David Cameron has been accused of “scaremongering” over the claim that leaving the EU could lead to Calais-style migrant camps being established in parts of the UK.
The Prime Minister is to warn that exiting the bloc could cause a special arrangement where British border staff are allowed to check passports in Calais instead of Dover to be scrapped.
He is expected to say that such a change could cause refugee and migrant camps like the Calais “Jungle” to South-east England.
“The French would love to pull out of the arrangement,” a senior Downing Street source told the Daily Telegraph newspaper.
Vote Leave, one of the campaign groups hoping to leave the EU, says the arrangement is not related to Britain’s membership of the bloc and that it is arranged by a separate treaty.

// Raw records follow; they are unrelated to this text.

PR #1003, opened 2016-08-04
Flip the catalog installation to the openwhisk-catalog repo

houshengbo:
Currently, all the actions in openwhisk-catalog have been synchronized
with the ones in openwhisk. The test coverage of actions is equal to
openwhisk. We are technically able to switch from openwhisk/catalog to the
openwhisk-catalog.

### DIFF
--- a/tests/dat/actions/cat.js
+++ b/tests/dat/actions/cat.js
@@ -1,0 +1,13 @@
+/**
+ * Equivalent to unix cat command.
+ * Return all the lines in an array. All other fields in the input message are stripped.
+ * @param lines An array of strings.
+ */
+function main(msg) {
+    var lines = msg.lines || [];
+    var retn = {lines: lines, payload: lines.join("\n")};
+    console.log('cat: returning ' + JSON.stringify(retn));
+    return retn;
+}
+
+
--- a/tests/dat/actions/head.js
+++ b/tests/dat/actions/head.js
@@ -1,0 +1,14 @@
+/**
+ * Return the first num lines of an array.
+ * @param lines An array of strings.
+ * @param num Number of lines to return.
+ */
+function main(msg) {
+    var lines = msg.lines || [];
+    var num = msg.num || 1;
+    var head = lines.slice(0, num);
+    console.log('head get first ' + num + ' lines of ' + lines + ': ' + head);
+    return {lines: head, num: num};
+}
+
+
--- a/tests/dat/actions/sort.js
+++ b/tests/dat/actions/sort.js
@@ -1,0 +1,14 @@
+/**
+ * Sort a set of lines.
+ * @param lines An array of strings to sort.
+ */
+function main(msg) {
+    var lines = msg.lines || [];
+    //console.log('sort got ' + lines.length + ' lines');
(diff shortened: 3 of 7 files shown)


houshengbo:
@rabbah @jasonpet @csantanapr 
I think the openwhisk-catalog is ready, this PR can be the first step to switch to openwhisk-catalog. After this one, actions can be removed gradually in openwhisk, and test cases will be changed accordingly.

jasonpet:
@houshengbo - other builds outside of travis run these tests as well.  If you change the package name of the tests from util to utils these others builds, which will not be flipped as part of this PR will fail.  Please contact me via slack if you do not now about the other builds I am referring to.  In my opinion these tests either need to move to the openwhisk-catalog repo or install the actions themselves via files in the tests/dat/actions folder.  That way tests in open would not need to depend on openwhisk-catalog being installed.

jasonpet:
@houshengbo - I created a fix for WskActionSequenceTests.  You can pull my commit:
https://github.com/jasonpet/openwhisk/commit/260e5b346b420a6ab74ae35b2c6655054758d87c

houshengbo:
@jasonpet Thank you. I have pulled the branch and update this PR.
I will continue to fix the WskBasicTests.

houshengbo:
@jasonpet @csantanapr @rabbah 

I found out that test cases tests/src/system/basic/WskBasicTests.scala are different from in  tests/src/system/basic/WskActionSequenceTests.scala. 

I was trying to creating the action before calling the actions themselves, but I did  not succeed.
wskprops uses the guest auth key and "_" as the namespace. If I manually change it into the system auth key and whisk.system as the namespace, it tells me I am unable to create the action, since HTTP only expects "GET"; if I contribute to use the guest auth key and the namespace "_", I can still delete the action even if I change the auth key to something else. I am unable to create the valid test case for 
```
    it should "reject deleting action in shared package not owned by authkey" in {
        wsk.action.get("/whisk.system/util/cat") // make sure it exists
        wsk.action.delete("/whisk.system/util/cat", expectedExitCode = FORBIDDEN)
    }
```
and the similar ones.

I have not found any other ways to do it except changing util to utils, because we change this name in catalog repos. I am not sure if we are OK with this approach so far.

csantanapr:
I don't follow `HTTP only expects "GET"`  ?
when the cut is done, tests should not depend on artifacts (catago/system) to be installed first. 
The openwhisk runtime should not depend on a catalog to be installed to be able to work correctly. 
Looking at the tests cases it look they belong to in openwhisk and not catalog.
You will need to configure the tests to install a dummy/fixture package to be able to run the basic tests that verify that an user can't delete or modify a shared package without having the correct auth key. For the sequences it's just testing that sequences can be created with actions and the the sequence can be executed correctly, also can be fixture actions it's not important the functionality of the actions, but that they can be chained usable by tests.

I would suggest get together with @jasonpet or @bjustin-ibm they are familiar with the test utilities classes, there might be a need to create some helper classes to install/uninstall system packages as fixtures to be use by the test cases.

houshengbo:
Sorry, I messed up this one. No idea why it is not updated after I submit new patches.

PR #1005, opened 2016-08-04
Reduce frequency of posting user activation counts

perryibm:
Change KVReporter's input thunk so that it accepts a count.  Use count to reduce the rate at which user activation counts are written out.  PG 970


rabbah:
Rebased and merged as https://github.com/openwhisk/openwhisk/commit/c493f50c93b1a5560715bba0e77d4dedc6278b08.

PR #1007, opened 2016-08-04
Annotations Must be Parsed as Raw JSON

### LINKED ISSUE #717: Parse annotation values similar to parameters
See https://github.com/openwhisk/openwhisk/pull/706#issuecomment-227319149

Confirm annotation value format(s) is the same as with parameter value formats - both from the CLI and in the payload being sent to the controller.

### LINKED ISSUE #718: Refactor parameter parsing functions
See https://github.com/openwhisk/openwhisk/pull/706#issuecomment-227319149; second bullet

The goal is for the command parsing code to not have to know about the allowable parameter value formats and the expectations of the associated payload.  Hide of of the format sensitive processing inside utility functions.  This will streamline the command processing logic.

### LINKED ISSUE #952: go CLI does not have the expected type for annotation values

mdeuser:
Annotations Must be Parsed as Raw JSON

parameter/annotation `key` input value is a string.  It will be converted into a JSON string doing
`\` and `"` escaping.  If it's not a valid JSON string after that, an error is returned.

parameter/annotation `value` input value is expected to be valid JSON.  If it is not valid JSON,
and it is NOT surrounded by either {} or [], it will be surrounded with double quotes making it a JSON
string.  In all cases, if the final value is still not valid JSON, an error is returned.

Replaces PR #953 
Fixes #952 
Fixes #717 
Fixes #718

### DIFF
--- a/tests/src/system/basic/WskBasicTests.scala
+++ b/tests/src/system/basic/WskBasicTests.scala
@@ -30,6 +30,7 @@ import common.TestUtils
 import common.TestUtils.ANY_ERROR_EXIT
 import common.TestUtils.BAD_REQUEST
 import common.TestUtils.CONFLICT
+import common.TestUtils.ERROR_EXIT
 import common.TestUtils.FORBIDDEN
 import common.TestUtils.NOTALLOWED
 import common.TestUtils.NOT_FOUND
@@ -39,6 +40,7 @@ import common.TestUtils.UNAUTHORIZED
 import common.Wsk
 import common.WskProps
 import common.WskTestHelpers
+import spray.json._
 import spray.json.DefaultJsonProtocol._
 import spray.json.JsObject
 import spray.json.pimpAny
@@ -332,6 +334,7 @@ class WskBasicTests
             }
     }
 
+
     behavior of "Wsk Rule CLI"
 
     it should "create rule, get rule, update rule and list rule" in withAssetCleaner(wskprops) {
@@ -372,5 +375,4 @@ class WskBasicTests
         wsk.namespace.get(expectedExitCode = SUCCESS_EXIT)(WskProps()).
             stdout should include("default")
     }
-
 }
--- a/tests/src/common/Wsk.scala
+++ b/tests/src/common/Wsk.scala
@@ -601,8 +601,7 @@ class WskActivation(override val usePythonCLI: Boolean = false)
                 Try {
                     // strip first line and convert the rest to JsObject
                     assert(stdout.startsWith("ok: got activation"))
-                    val firstNewline = stdout.indexOf("\n")
-                    stdout.substring(firstNewline + 1).parseJson.asJsObject
+                    parseJsonString(stdout)
                 } map {
                     Right(_)
                 } getOrElse Left(s"cannot parse activation from '$stdout'")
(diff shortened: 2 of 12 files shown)


mdeuser:
PG 84 - passed.
PG 92 - in progress (for updated test case with non-ascii)

rabbah:
I suggest we move these tests to `WskBasicCliUsageTests` as they test CLI functional and don't need to run as part of system integration tests.

tests/src/system/basic/WskBasicTests.scala
```diff
@@ -166,6 +168,86 @@ class WskBasicTests
...
+            assetHelper.withCleaner(wsk.pkg, name) {
+                (pkg, _) =>
+                    pkg.create(name, annotations = getValidJSONTestArgInput)
+            }
+
+            val stdout = wsk.pkg.get(name).stdout
+            assert(stdout.startsWith(s"ok: got package $name\n"))
+
+            val resJSON = stdout.substring(stdout.indexOf("\n") + 1).parseJson.asJsObject
+            assert(resJSON.fields("annotations") == getValidJSONTestArgOutput)
```
rabbah: I suggest you do not use asserts and instead use scalatest matchers (which we use throughout this suite and others for examples, or http://www.scalatest.org/user_guide/using_matchers). They generate better error messages in general and read better.

e.g. `resJson.fields("annotations") shouldBe(getValidJSONTestArgOutput)` and if the two end up not matching you'll get a nice error messages showing the two sides of the comparison. 

Also since you use this more than once, suggest we make it a utility in `Wsk`:
` +            val resJSON = stdout.substring(stdout.indexOf("\n") + 1).parseJson.asJsObject `
In fact there are at least two cases of this in `Wsk.scala` already to consolidate then.

tests/src/system/basic/WskBasicTests.scala
```diff
@@ -166,6 +168,86 @@ class WskBasicTests
...
+        (wp, assetHelper) =>
+            val name = "packageParameters"
+
+            assetHelper.withCleaner(wsk.pkg, name) {
+                (pkg, _) =>
+                    pkg.create(name, parameters = getValidJSONTestArgInput)
+            }
+
+            val stdout = wsk.pkg.get(name).stdout
+            assert(stdout.startsWith(s"ok: got package $name\n"))
```
rabbah: you could move this into `WskPackage` and guard with `if (expectedExitCode == SUCCESS) then assert`.

tests/src/system/basic/WskBasicTests.scala
```diff
@@ -166,6 +168,86 @@ class WskBasicTests
...
+
+            val resJSON = stdout.substring(stdout.indexOf("\n") + 1).parseJson.asJsObject
+            assert(resJSON.fields("parameters") == getValidJSONTestArgOutput)
+    }
+
+    it should "not create a package when -a is specified without arguments" in withAssetCleaner(wskprops) {
+        (wp, assetHelper) =>
```
rabbah: use `assetHelper.withCleaner(wsk.pkg, name, confirmDelete = false) { ...` in case test fails, asset cleaner deletes the created entity.

mdeuser:
PG 103 - for test case changes (comments).   PG "passed" (only issue was due to timing related failure regarding activation record accounting in an alarm feed test - not related to the affected tests).

mdeuser:
@rabbah - Ready for merge.  If there are other follow up test case related comments/issues, I'd like to handle those via a separate issue as this fix is blocking the CLI from being beta ready.   Thanks!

“This is blatant scaremongering from Number 10 that has no grounding in reality," said Matthew Elliott, the group's chief executive.
“UK border controls are in France because of a bilateral treaty, not because of our EU membership, and a result of the camps in Calais, not the cause of them.
“Clearly, No 10 is in a blind panic over the failing renegotiation.”
The claim has been branded "preposterous" by one of Mr Cameron's own MPs and supporter of Brexit, David Davis, who accused the Prime Minister of desperation.
There are around 8,000 people living in a camp in Calais unable to get into the UK. There are also other camps in northern France, including at Dunkirk.
One of the stated reasons for some campaigners wanting to leave the EU is that it would give the UK control of its borders policy with regard to other EU countries.
Citizens of countries who are members of the bloc have freedom of movements between other nations and a number of EU leaders have said this principle is non-negotiable.
The row comes after former shadow home secretary David Davis warned that the PM’s “emergency brake” on immigration could in fact lead to a surge in migration to the UK before it was put in place.
A referendum on whether to leave the EU is to be held before the end of 2017 following Mr Cameron’s renegotiation of Britain’s membership.
A draft deal offered to the PM by European Council president Donald Tusk has however been derided by Tory eurosceptics are “thin gruel”, and also faces challenges being agreed to by other European Union leaders/
Senior Conservatives are expected to announce which way they will campaign on the upcoming referendum.
Two figures who can be expected to campaign in either direction are Boris Johnson and Michael Gove.